Seriously, how often do you find yourself a thousand miles away from civilization?


----------



## kosPap (Aug 5, 2010)

on rescue, you never know....in our mountains there are cravaces...easiest thing to get out is a laser

I am in Emcoom/HAM....hence the need for signaling.....easiest way to mark a site for search parties in the forest, or the psoiion of a field antenna in the middle of nowhere


----------



## barkingmad (Aug 5, 2010)

It's not just the power of the laser that is important - it is the shape of the beam. The rescue lasers project a 'line' of light whereas normal lasers are just a pin point - a line is far easier to aim / covers a much larger area.


----------



## kosPap (Aug 5, 2010)

just a sec....

does the same holds true for the Green lasers?

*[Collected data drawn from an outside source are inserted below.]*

PR #352, opened 2025-03-05
feat(crd): Prevent breaking changes in RGD schemas

a-hilaly:
`ResourceGraphDefinitions` generate CRDs on the fly, which means one wrong
move in the schema can break existing resources. Deleting a critical field
or switching types can cause immediate deployment failures.

This patch introduces a `DiffSchema` function that systematically compares
old and new schemas, identifying breaking changes like property removals,
type modifications, and constraint updates. It categorizes changes as
breaking or non breaking, allowing safer schema evolution while preventing
accidental resource invalidation.

### DIFF
--- a/pkg/client/crd.go
+++ b/pkg/client/crd.go
@@ -25,6 +25,8 @@ import (
 	metav1 "k8s.io/apimachinery/pkg/apis/meta/v1"
 	"k8s.io/apimachinery/pkg/types"
 	"k8s.io/apimachinery/pkg/util/wait"
+
+	crdcompat "github.com/kro-run/kro/pkg/graph/crd/compat"
 )
 
 const (
@@ -92,27 +94,46 @@ func newCRDWrapper(cfg CRDWrapperConfig) *CRDWrapper {
 // Ensure ensures a CRD exists, up-to-date, and is ready. This can be
 // a dangerous operation as it will update the CRD if it already exists.
 //
-// The caller is responsible for ensuring the CRD, isn't introducing
-// breaking changes.
-func (w *CRDWrapper) Ensure(ctx context.Context, crd v1.CustomResourceDefinition) error {
-	_, err := w.Get(ctx, crd.Name)
+// If a CRD does exist, it will compare the existing CRD with the desired CRD
+// and update it if necessary. If the existing CRD has breaking changes, it
+// will return an error.
+func (w *CRDWrapper) Ensure(ctx context.Context, desired v1.CustomResourceDefinition) error {
+	current, err := w.Get(ctx, desired.Name)
 	if err != nil {
 		if !apierrors.IsNotFound(err) {
 			return fmt.Errorf("failed to check for existing CRD: %w", err)
 		}
 
-		w.log.Info("Creating CRD", "name", crd.Name)
-		if err := w.create(ctx, crd); err != nil {
+		w.log.Info("Creating CRD", "name", desired.Name)
+		if err := w.create(ctx, desired); err != nil {
 			return fmt.Errorf("failed to create CRD: %w", err)
 		}
 	} else {
-		w.log.Info("Updating existing CRD", "name", crd.Name)
-		if err := w.patch(ctx, crd); err != nil {
+		// CRD exists, check compatibility
+		diffResult, err := crdcompat.DiffSchema(current.Spec.Versions, desired.Spec.Versions)
+		if err != nil {
+			return fmt.Errorf("failed to check schema compatibility: %w", err)
+		}
+
+		// If there are no changes at all, we can skip the update
+		if !diffResult.HasChanges() {
+			w.log.Info("CRD is up-to-date", "name", desired.Name)
+			return nil
+		}
+
+		// Check for breaking changes
+		if diffResult.HasBreakingChanges() {
+			w.log.Info("Breaking changes detected in CRD update", "name", desired.Name, "breakingChanges", len(diffResult.BreakingChanges), "summary", diffResult)
+			return fmt.Errorf("cannot update CRD %s: breaking changes detected: %s", desired.Name, diffResult)
+		}
+
+		w.log.Info("Updating existing CRD", "name", desired.Name)
+		if err := w.patch(ctx, desired); err != nil {
 			return fmt.Errorf("failed to patch CRD: %w", err)
 		}
 	}
 
-	return w.waitForReady(ctx, crd.Name)
+	return w.waitForReady(ctx, desired.Name)
 }
 
 // Get retrieves a CRD by name
--- a/pkg/graph/crd/compat/changes.go
+++ b/pkg/graph/crd/compat/changes.go
@@ -1,0 +1,155 @@
+// Copyright 2025 The Kube Resource Orchestrator Authors.
+//
+// Licensed under the Apache License, Version 2.0 (the "License"). You may
+// not use this file except in compliance with the License. A copy of the
+// License is located at
+//
+//	http://www.apache.org/licenses/LICENSE-2.0
+//
+// or in the "license" file accompanying this file. This file is distributed
+// on an "AS IS" BASIS, WITHOUT WARRANTIES OR CONDITIONS OF ANY KIND, either
+// express or implied. See the License for the specific language governing
+// permissions and limitations under the License.
+
+package compat
+
+import (
+	"fmt"
+	"strings"
+)
+
+// ChangeType represents the type of schema change
+type ChangeType string
+
+const (
+	// Breaking change types
+	PropertyRemoved ChangeType = "PROPERTY_REMOVED"
+	TypeChanged     ChangeType = "TYPE_CHANGED"
+	RequiredAdded   ChangeType = "REQUIRED_ADDED"
+	EnumRestricted  ChangeType = "ENUM_RESTRICTED"
+	PatternChanged  ChangeType = "PATTERN_CHANGED"
+
+	// Non-breaking change types
+	PropertyAdded      ChangeType = "PROPERTY_ADDED"
+	DescriptionChanged ChangeType = "DESCRIPTION_CHANGED"
+	DefaultChanged     ChangeType = "DEFAULT_CHANGED"
+	RequiredRemoved    ChangeType = "REQUIRED_REMOVED"
+	EnumExpanded       ChangeType = "ENUM_EXPANDED"
+)
+
+// Change represents a single schema change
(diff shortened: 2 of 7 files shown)


pkg/client/crd.go
```diff
@@ -92,27 +94,46 @@ func newCRDWrapper(cfg CRDWrapperConfig) *CRDWrapper {
...
+		if !diffResult.HasChanges() {
+			w.log.Info("CRD is up-to-date", "name", desired.Name)
+			return nil
+		}
+
+		// Check for breaking changes
+		if diffResult.HasBreakingChanges() {
+			w.log.Info("Breaking changes detected in CRD update", "name", desired.Name, "breakingChanges", len(diffResult.BreakingChanges), "summary", diffResult)
+			return fmt.Errorf("cannot update CRD %s: breaking changes detected: %s", desired.Name, diffResult)
+		}
```
michaelhtm, line 175: could there be a way to override this? if someone doesn't care about the breaking changes

pkg/graph/crd/compat/changes.go
```diff
@@ -0,0 +1,155 @@
...
+	RequiredAdded   ChangeType = "REQUIRED_ADDED"
+	EnumRestricted  ChangeType = "ENUM_RESTRICTED"
+	PatternChanged  ChangeType = "PATTERN_CHANGED"
+
+	// Non-breaking change types
+	PropertyAdded      ChangeType = "PROPERTY_ADDED"
+	DescriptionChanged ChangeType = "DESCRIPTION_CHANGED"
+	DefaultChanged     ChangeType = "DEFAULT_CHANGED"
+	RequiredRemoved    ChangeType = "REQUIRED_REMOVED"
+	EnumExpanded       ChangeType = "ENUM_EXPANDED"
```
michaelhtm, line 38: Maybe we can add number changes as well..I saw a PR approved for adding maximum and minimum to the schema. We should also track those changes..

pkg/graph/crd/compat/changes.go
```diff
@@ -0,0 +1,155 @@
...
+
+	changeDescs := make([]string, 0, maxBreakingChangesSummary)
+
+	for i, change := range r.BreakingChanges {
+		// Cut off the summary if there are too many breaking changes
+		if i >= maxBreakingChangesSummary {
+			remaining := len(r.BreakingChanges) - i
+			if remaining > 0 {
+				changeDescs = append(changeDescs, fmt.Sprintf("and %d more changes", remaining))
+			}
```
michaelhtm, line 93: 💯

pkg/graph/crd/compat/changes.go
```diff
@@ -0,0 +1,155 @@
...
+// License is located at
+//
+//	http://www.apache.org/licenses/LICENSE-2.0
+//
+// or in the "license" file accompanying this file. This file is distributed
+// on an "AS IS" BASIS, WITHOUT WARRANTIES OR CONDITIONS OF ANY KIND, either
+// express or implied. See the License for the specific language governing
+// permissions and limitations under the License.
+
+package compat
```
michaelhtm, line 14: nit:?
```suggestion
package compare
```

michaelhtm (commented):
Great job on this @a-hilaly!! 🚀🚀🚀
I left a few inline comments

pkg/client/crd.go
```diff
@@ -92,27 +94,46 @@ func newCRDWrapper(cfg CRDWrapperConfig) *CRDWrapper {
...
-		if err := w.patch(ctx, crd); err != nil {
+		// CRD exists, check compatibility
+		diffResult, err := crdcompat.DiffSchema(current.Spec.Versions, desired.Spec.Versions)
+		if err != nil {
+			return fmt.Errorf("failed to check schema compatibility: %w", err)
+		}
+
+		// If there are no changes at all, we can skip the update
+		if !diffResult.HasChanges() {
+			w.log.Info("CRD is up-to-date", "name", desired.Name)
```
n3wscott: Might want to make this a trace level comment to reduce the log chatter

pkg/graph/crd/compat/compat.go
```diff
@@ -0,0 +1,64 @@
...
+import (
+	"fmt"
+
+	v1 "k8s.io/apiextensions-apiserver/pkg/apis/apiextensions/v1"
+)
+
+// DiffSchema compares schema versions and returns compatibility details.
+// This function expects exactly one version in each slice. If more versions are present,
+// it will return an error as multi-version support is not implemented.
+func DiffSchema(oldVersions []v1.CustomResourceDefinitionVersion, newVersions []v1.CustomResourceDefinitionVersion) (*DiffResult, error) {
```
n3wscott: Looking at https://github.com/kubernetes/kubernetes/blob/dd43c3d29d5203378ce456de9466597234a83e66/staging/src/k8s.io/apiextensions-apiserver/pkg/apis/apiextensions/types.go#L178

- removal of sub-resources might matter?
- flopping Deprecated could be bad
- setting served or storage to false would break KRO

pkg/graph/crd/compat/changes.go
n3wscott: I think the current name is ok, it is not comparing, it is attempting to determine compatibility

pkg/graph/crd/compat/schema.go
```diff
@@ -0,0 +1,220 @@
...
+		)
+	}
+
+	// type changes are breaking
+	if oldSchema.Type != newSchema.Type {
+		result.AddBreakingChange(
+			path+".type",
+			TypeChanged,
+			string(oldSchema.Type),
+			string(newSchema.Type),
```
n3wscott: nit: .Type is a string already

pkg/graph/crd/compat/schema.go
```diff
@@ -0,0 +1,220 @@
...
+			}
+		}
+	}
+}
+
+// compareRequiredFields checks for changes to required fields, it only considers
+// existing properties, since new properties are handled in compareProperties.
+func compareRequiredFields(path string, oldSchema, newSchema *v1.JSONSchemaProps, result *DiffResult) {
+	// Use length checks instead of nil checks
+	if len(oldSchema.Required) == 0 && len(newSchema.Required) == 0 {
```
n3wscott, line 154: you might want to test that old and new schema are not nil as well just to protect yourself. It is likely someone attempts to delete the schema to work around something.

pkg/graph/crd/compat/schema.go
```diff
@@ -0,0 +1,220 @@
...
+	existingProps := make(map[string]bool)
+	for propName := range oldSchema.Properties {
+		existingProps[propName] = true
+	}
+
+	// Check for newly required fields ONLY for existing properties (breaking)
+	for req := range newRequiredSet {
+		// Only consider requirements for properties that already existed
+		if existingProps[req] && !oldRequiredSet[req] {
+			result.AddBreakingChange(path+".required", RequiredAdded, "", req)
```
n3wscott, line 172: it is too bad this is not easier to use but Knative made `FieldError` to help with pathed errrors: https://github.com/knative/pkg/blob/b7bbf4be5dbd9a8b8b60e06094bd8930cf241357/apis/field_error.go#L63

n3wscott (approved):
LGTM

pkg/graph/crd/compat/changes.go
a-hilaly: Are those considered breaking changes? should we really inspect the defaults/max/min and basically every attribute in https://kro.run/docs/concepts/simple-schema#supported-markers ? cc @jakobmoellerdev

crenshaw-dev:
Apologies for a very drive-by suggestion, but crdify might be useful to externalize some of the breaking change detection: https://github.com/kubernetes-sigs/crdify

jakobmoellerdev:
@crenshaw-dev I believe crdify is a CLI tool first. does it plan to support a library mode long term? If so lets take a look there!

crenshaw-dev:
@jakobmoellerdev good question... I used it as a go lib for a small project, and it seemed to work fine: https://github.com/crenshaw-dev/miaka/blob/8d568300f998f1028942ceee66d65cace12b8f09/pkg/build/validation/breaking_changes.go#L45

I'm not sure whether they plan to maintain stable APIs for use as a go library, but I asked the question here: https://github.com/kubernetes-sigs/crdify/issues/52

a-hilaly:
Thanks for the suggestion @crenshaw-dev! I actaully looked at crdify before writing this PR. At that time, it didn't strike me as something designed for library usage and looked primarily a CLI tool [global registries, `log.Fatalf` in erorr paths and heavy transitive dependencies]. 

That said, thank you for opening the github issue - happy to reconsider this in favor of using crdify. And since I was here, I just rebased this PR!

pkg/client/crd.go
a-hilaly: in future we could support this via annotations

pkg/graph/crd/compat/compat.go
a-hilaly: ~~kro does hard code there values so i'll skip them for now.~~ Added

crenshaw-dev:
Looks like [crdify is usable as a library](https://github.com/kubernetes-sigs/crdify/issues/52#issuecomment-3632156109)!

pkg/client/crd.go
```diff
@@ -110,52 +112,72 @@ func newCRDWrapper(cfg CRDWrapperConfig) *CRDWrapper {
...
+		}
+
+		// If there are no changes at all, we can skip the update
+		if !report.HasChanges() {
+			log.V(1).Info("CRD is up-to-date", "name", desired.Name)
+			return nil
+		}
+
+		// Check for breaking changes
+		if !report.IsCompatible() {
```
jakobmoellerdev, line 169: from community call: we should have a way to opt out of enforcing that no breaking changes are allowed

pkg/client/crd.go
```diff
@@ -42,7 +44,7 @@ var _ CRDClient = &CRDWrapper{}
 // CRDClient represents operations for managing CustomResourceDefinitions
 type CRDClient interface {
 	// EnsureCreated ensures a CRD exists and is ready
-	Ensure(ctx context.Context, crd v1.CustomResourceDefinition) error
+	Ensure(ctx context.Context, crd v1.CustomResourceDefinition, allowBreakingChanges bool) error
```
a-hilaly, line 47: Not sure happy with boolean params, planning on removing/simplifying this package later on.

I am lokking towards them for this line alone...and maybe a forward switch


----------



## barkingmad (Aug 5, 2010)

Green or red should both be ok - for the same power (i.e. 5mw) green tends to appear brighter than red as I believe your eye is more sensitive to that part of the spectrum.

Also from a SAR perspective I suppose green looks more unusual - but there again a blinking red light should also get their attention if actively looking for you / someone.

Personally these rescue lasers are a good idea but you have to think they would probably need to be looking for you already - a PLB (personal locator beacon) is a much better idea?


----------



## bshanahan14rulz (Aug 5, 2010)

get a focusable green laser. I think aixiz sells "line generators" that screw into aixiz modules, which seems to be a standard threading for pen-style focusable lasers.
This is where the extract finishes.